Forage Species Selections to Minimize Weeds in Transitioning Organic Programs

eOrganic author:

Jonathan O. C. Kubesch, University of Tennessee


Transitioning to organic systems presents weed control challenges. In the absence of herbicides, weeds must be controlled with cultural and mechanical practices. Tillage and in-season cultivation are alternates to herbicides for grain production and annual forages, but are not possible in perennial forages after seedbed preparation. Weed control within an organic forage system is largely determined by species selection.

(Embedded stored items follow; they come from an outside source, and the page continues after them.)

PR #1450, opened 2025-12-26
Test groupmod -u with user list

ikerexxe:
Add comprehensive test for the groupmod -U option when provided with a
list of users to set group membership. This test verifies:

- Setting initial group membership with multiple users
- Proper membership verification in both group and gshadow entries
- Updating group membership by modifying the user list
- Correct handling of membership changes in group databases

### DIFF
--- a/tests/system/tests/test_groupmod.py
+++ b/tests/system/tests/test_groupmod.py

Forages that readily establish and effectively compete against weeds are essential to maintain weed control after establishment is complete. Tillage, clipping, and grazing are the main weed control methods available. The identity of weeds is important, especially when noxious weeds are present and can take over at the expense of useful forage species. This article describes some of the goals and challenges of organic forage production, and presents results of an experiment to determine the best forage species for transitioning to organic production in the southeastern United States.

Goals for Transitional Forage Programs

  • Establish a productive, organic forage cropping system within 3 years
  • Meet the USDA Organic pasture rule
  • Avoid prohibited use of chemical herbicides
  • Enhance economic viability of transitioning organic systems

Southeastern Production Challenges

In the southeastern United States, forage species selection could include most forage groups. Cool- and warm-season species, annual and perennial species, grasses, legumes, and forbs can be used to build a farm's forage program. There are even opportunities to include native warm-season grass species in productive stands (McIntosh et al., 2015). Conversely, environmental factors make species selection particularly important in the Southeast. Summer drought can damage cool-season grass stands, and hard freezes can harm sensitive warm-season grasses. Soil fertility can determine the production outcome of mixed stands, which often leads producers to include legumes in stands (Corbin et al., 2018). Legumes offer a cost-effective source of nitrogen.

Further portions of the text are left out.